There was a pattern
My home internet disconnected every day, multiple times per day.
It never went out for long, at most 15 minutes at a time, but it made doing anything that required a constant connection extremely frustrating. Of course this always happened during the hottest part of the day, during the Houston summer where it is so hot and humid out all you want to do is stay inside and watch Netflix. Netflix and chill, but in the more literal sense of chill.
After a few weeks of this I started contacting Comcast, and even after a couple tech visits, they couldn't find any problems. They could see the outages on their end, but they claimed everything looked fine on my end. But it was clearly not.
This was going on for so long, I started to notice a pattern. It would start happening around 11:00 a.m. and would stop around 6:00 p.m. From then it would work fine the rest of the night. It always happened during the hottest part of the day. I started mentioning this idea when talking to the Comcast technical support team, but they weren't really interested in my theory. But I really felt there was something to this. I just needed the data to prove it.
Collecting the data
To track my internet outages consistently I created a simple python script that would ping a website and log the result to a database. To verify the outage was actually the internet, and not a problem with my local network, I also had the script ping a local media server I have running on my home network 24/7.
I setup a Raspberry Pi I had on hand to execute this script every 10 minutes, and I let it run and collect data for 3 months.
Additionally, I created a script to request local weather data from a publicly available API. This weather data was updated approximately once an hour so I had my Pi execute this script hourly. I also logged this returned data to a second table in the database.
The results are in
With the data in hand, we can now look at how often my internet did indeed go out. Out 2,122 hours I was collecting data, we can see my internet was out, at least one time, during 178 of them.

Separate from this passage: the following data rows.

PR #14764, opened 2022-12-10
Announce deprecation of the Kube-router CNI

johngmyers:
While upstream has made releases, we have not upgraded Kube-router in over a year and a half.

It has a presubmit and is in the CNI e2e suite, but is not in the grid.

At the very least, we need a maintainer to keep it up to date.


johngmyers:
Deferred to 1.27 at the earliest.

PR #14767, opened 2022-12-11
Bump cilium to 1.13

olemarkus:
/hold until cilium 1.13 is GA

### DIFF
--- a/pkg/apis/kops/validation/validation.go
+++ b/pkg/apis/kops/validation/validation.go
@@ -974,8 +974,8 @@ func validateNetworkingCilium(cluster *kops.Cluster, v *kops.CiliumNetworkingSpe
 			allErrs = append(allErrs, field.Invalid(versionFld, v.Version, "Could not parse as semantic version"))
 		}
 
-		if version.Minor != 11 && version.Patch < 5 {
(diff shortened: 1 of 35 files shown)


johngmyers:
Does Cilium support upgrading directly from 11 to 13? They haven't supported two-minor-version upgrades before.

This newer approach of only supporting one minor version of Cilium at a time means that users won't be able to skip kops minor versions. I don't think we've made that clear in our documentation.

olemarkus:
If we want multiple cilium versions support, I want those other versions in the grid though. Sometimes RBAC and other things change in minor versions, or there can be other things we do outside of cilium (e.g distro change) that needs testing.

johngmyers:
The [Cilium upgrade documentation](https://docs.cilium.io/en/stable/operations/upgrade/#version-specific-notes) only makes assertions about single-minor-version upgrades between 1.9 and 1.12. There's no information about 1.13 yet.

anthonyhaussman:
Cilium `1.13` is out now :tada:

zadjadr:
@olemarkus can we reopen this ? I believe 1.14.0 is not out, while Kops is still on 1.12.0

hakman:
Should be addressed by https://github.com/kubernetes/kops/pull/15730.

That seems a little excessive to me.
I really felt this was associated with the weather outside, and with this data we can investigate that suspicion. Over the course of the 3 months, we can view the average temperature, humidity, pressure, and internet connection status side-by-side. The value of the internet status is related to the proportion of time it was out during that hour. Higher means it was on, lower means it was out.
I felt pretty vindicated at this point. There really was an association with the time of the day. I wasn't crazy.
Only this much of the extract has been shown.